Re: [PATCH 2/6] http: handle proxy proactive authentication

[Jeff King <peff@peff.net>]

On Fri, May 04, 2012 at 03:55:47PM +0200, Nelson Benitez Leon wrote:

> >> Also take care that CURLOPT_PROXY don't include username or
> >> password, as we now set them in the new set_proxy_auth() function
> >> where we use their specific cURL options.
> > 
> > Do we actually need to do that?

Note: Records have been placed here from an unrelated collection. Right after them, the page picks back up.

PR #1126, opened 2021-03-19
Fix minor documentation, docstring inconsistencies

Yash-10:
As per the discussions in #1124 and #1125.

Please feel free to suggest anything here.

Thanks!!

### DIFF
--- a/docs/source/bibliography.md
+++ b/docs/source/bibliography.md
@@ -26,7 +26,7 @@ order:
 
 ## Software
 
-poliastro wouldn\'t be possible without the tremendous, often unpaid and
+poliastro wouldn\'t have been possible without the tremendous, often unpaid and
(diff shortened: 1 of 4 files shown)


docs/source/bibliography.md
```diff
@@ -26,7 +26,7 @@ order:
 
 ## Software
 
-poliastro wouldn\'t be possible without the tremendous, often unpaid and
+poliastro wouldn\'t have been possible without the tremendous, often unpaid and
```
xlxs4, line 29: `poliastro wouldn't be` is correct here 😄

Yash-10: Thanks for your suggestion @xlxs4. I have reverted that change.

astrojuanlu (approved):
Thanks @Yash-10 ! 🚀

If we set CURLOPT_PROXYUSERNAME, will
> > curl ignore it in favor of what's in the URL? 
> 
> I explicitly remove username/pass from CURLOPT_PROXY to not having to worry
> about that question, to not provide cURL with two different sets of proxy auth
> info, common sense dictates cURL specific proxy options should take precedence
> over embedded in url by I haven't seen that mentioned by any cURL docs so we 
> should look at the source to know the truth but even then that could change in
> the future so I think is safer to only provide one path for auth info.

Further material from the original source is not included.